Let us describe how exactly HSTS Policy can be enabled in cPanel.
Opening .htaccess file for editing
First of all, we need to open the .htacess file for editing. It can be done by following the steps below:
- While logged in to the cPanel account, locate Files section and click on File Manager button.
- Tick the “Document Root for:” radio button and select the domain name from the drop-down list for which HSTS needs to be enabled. Make sure that “Show Hidden Files (dotfiles)” checkbox is enabled.
- Click on “public_html” folder in the directory tree on the left side of the newly opened window. Locate the .htaccess file in the main window, select it by single-clicking and click on the Edit Button in the upper navigation bar.
- Once the necessary records are added to the .htaccess file, press Save button in the upper right corner for the changes to take instant effect.
You can see on the screenshot above how the HSTS header generally should look like. A template of a syntactically correct record valid for implementing in the .htaccess with all the possible directives included is given below:
Header set Strict-Transport-Security: "max-age=31536000 ; includeSubDomains ;" env=HTTPS
The meaning of each directive and how exactly it should be used will be explained in the next part of this article.
HSTS implementation models
Let us review different use cases and specific HSTS header variants, corresponding to them.
The construction of an HSTS header field consists of its name, i.e. Strict-Transport-Security, and a set of directives, which are either optional or required, as stipulated in their definitions.
NOTE: All directives must appear only once in an STS header field.
The required "max-age" directive specifies the number of seconds after the reception of the STS header field during which a web browser examines the host from which the message was received, as a Known HSTS Host. There are different approaches to setting the “max-age” directive value, depending on its implementation purpose: it could be either a "constant value into the future" or a "fixed point in time". Both of the approaches are outlined in section 11.2 of RFC-6797.
The HSTS header field below declares that the HSTS Policy is to remain in effect for one year (there are approximately 31536000 seconds in a year), and the policy applies only to the main domain name:
If a web administrator wishes to enable HSTS Policy for the main domain name and all of its subdomains as well, an “includeSubDomains” directive should be added to the HSTS header:
Strict-Transport-Security: max-age=15768000; includeSubDomains
NOTE: The application of “includeSubDomains” directive must be carefully thought through in order to avoid possible connection failure. The example scenarios of subdomains deployment and how the HSTS header should be set in a particular case, are described in section 11.4 of RFC-6797.
The HSTS header field below indicates that the web browser must delete the entire HSTS Policy associated with the HSTS Host that sent the header field:
Thus, if one, for some reason, decides to disable HSTS Policy for a particular domain name, it is enough to change the “max-age” directive value to “0”. The web browser after receiving the updated HSTS header removes the domain name from the storage of Known HSTS Hosts.
The HSTS header field below has exactly the same effect as the one above because the “includeSubDomains” directive’s presence in the HSTS header field is ignored when max-age is zero:
Strict-Transport-Security: max-age=0; includeSubDomains
HSTS Preloaded list
One more point to implement in terms of HSTS, if you are pursuing the goal of an absolute security is including an HSTS Host to preload list. The very first request of a particular domain name will remain vulnerable, since a web browser at that exact moment “does not know” that the requested website is using HSTS Policy. The following situation takes place due to the fact that the Strict-Transport-Security header is sent from the server to the client in an HTTP response via a secure HTTPS only and cannot be received before the secure session is established.

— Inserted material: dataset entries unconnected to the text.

PR #857, opened 2021-11-30
180087466 preview activities in activity player (3)

knowuh:
## Enable previews in AP:

For [This PT story](https://www.pivotaltracker.com/story/show/180087466)

## Changes:
- Modifies the export format so that the AP player can read it.
- Changes the layout names for the sections to match what the AP expects.
- Updated the export test expectations

NB: 
- We will need to update all the sections on the lara-demo server to use the new section identifiers.
- We will need to change the Activity Player URL used on lara-demo

[#180087466]

### DIFF
--- a/app/models/section.rb
+++ b/app/models/section.rb
@@ -11,12 +11,12 @@ class Section < ActiveRecord::Base
   INTERACTIVE_BOX = 'interactive_box'
   ASSESSMENT_BLOCK = "assessment_block"
   DEFAULT_SECTION_TITLE = ASSESSMENT_BLOCK
-  LAYOUT_FULL_WIDTH="Full Width"
+  LAYOUT_FULL_WIDTH="full-width"
   LAYOUT_60_40="60-40"
   LAYOUT_40_60="40-60"
   LAYOUT_70_30="70-30"
-  LAYOUT_30_70="30_70"
-  LAYOUT_RESPONSIVE="Responsive"
+  LAYOUT_30_70="30-70"
+  LAYOUT_RESPONSIVE="responsive"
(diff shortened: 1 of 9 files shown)


spec/models/interactive_page_spec.rb
```diff
@@ -201,7 +201,8 @@ def find_labbook(i_page)
   describe '#export' do
     it 'returns json of an interactive page' do
       page_json = page.export.as_json
-      expect(page_json['embeddables'].length).to eq(page.embeddables.count)
+      puts page_json
```
emcelroy, line 204: Should this be removed?

app/models/section.rb
```diff
@@ -60,6 +60,23 @@ def to_hash
...
+    helper = LaraSerializationHelper.new
+    {
+      title: title,
+      is_hidden: !show,
+      layout: layout,
+      secondary_column_collapsible: can_collapse_small,
+      secondary_column_display_mode: "stacked", # TODO: FIXME
+      # embeddables: embeddables.map do |embed|
+      #   helper.export(embed)
+      # end
```
emcelroy, line 73: Should this be removed?

emcelroy (approved):
Looks good to me 👍 I just noted a couple places where there is what looks like unnecessary code.

knowuh:
Thanks @emcelroy I cleaned things up in https://github.com/concord-consortium/lara/pull/857/commits/82d8bcaa9778922fa8ca9dc6ad23a7dfc982c051 -- I also did some safety checking on the layout properties (I was hitting an error when the value for a section layout were something we didn't spec out)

In order to remove this minor issue, the HSTS Preloaded List has been created and implemented to Chrome and then to the rest of HSTS-conformant web-browsers. The list of domain names, that are known as those that have HSTS Policy enabled and will be keeping it enabled constantly, is incorporated to the web browsers at the stage of their development and is called HSTS Preloaded List. Thus, a user will be able to connect to the website with such a domain name in a secure fashion from scratch, with HSTS enabled.

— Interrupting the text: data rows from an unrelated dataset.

PR #1203, opened 2024-11-13
fix: Glossary image uploads [PT-188545704]

dougmartin:
This allows all the params to be sent in the body of the JWT request to the portal.


emcelroy (approved):
Looks good 👍

PR #1206, opened 2025-01-16
188545797 Add data-testid Attributes to Support Automated Testing

nstclair-cc:
[PT-#188775242](https://www.pivotaltracker.com/story/show/188775242) & [PT-#188545797](https://www.pivotaltracker.com/story/show/188545797)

Basically, any domain name can be included to the HSTS Preloaded List, if all requirements are met and a website administrator commits to maintain an HTTPS server for the given website and not to permit any interruptions, caused by the certificate or server configuration issues.

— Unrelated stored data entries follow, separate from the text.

PR #1208, opened 2025-01-21
fix: Mis-indented div in sticky header [PT-188545797]

dougmartin:
This fixes a div that was accidentally indented in home.html.haml as part of work to add data-testid attributes.


emcelroy (approved):
👍

nstclair-cc:
LGTM!

PR #1209, opened 2025-01-21
fix: Clean up new activity footer [PT-188793789]

dougmartin:
- Removes the unneeded "Lightweightactivity (new)" text in the footer.  This was broken with the LARA upgrade and it is original impetus for this story.
- Updates the save/cancel button classes to match all the other "new" forms (sequences, glossaries, etc) and adds padding around the buttons to match the other forms style.

---

New footer (from local build):

image


emcelroy (approved):
Looks good 👍

PR #1210, opened 2025-01-21
fix: Lint issues with data-testid changes [PT-188545797]

dougmartin:
The linter didn't like unquoted object keys after the quoted "data-testid" key was added.

Also adds the updated built lara-typescript.js


dougmartin:
@nstclair-cc You can ignore the generated `lara-typescript.js` file when reviewing - that is what is built by the `npm run build` script.

nstclair-cc (approved):
LGTM! Thanks for making those fixes, Doug!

Before making a decision whether to add a particular domain name to the list, one should take into account that its exclusion from the aforementioned list is a rather complicated procedure, as the list can be only updated with the next web browser version release. And since HSTS Policy implies that the website cannot be served via plain HTTP with HSTS enabled, such a website could stay inaccessible for its visitors for a considerable period of time.
NOTE: The STS header of the domain name, included to the Preloaded list, must contain an additional “preload” directive, e.g.:
Strict-Transport-Security: max-age=31536000; includeSubDomains; preload.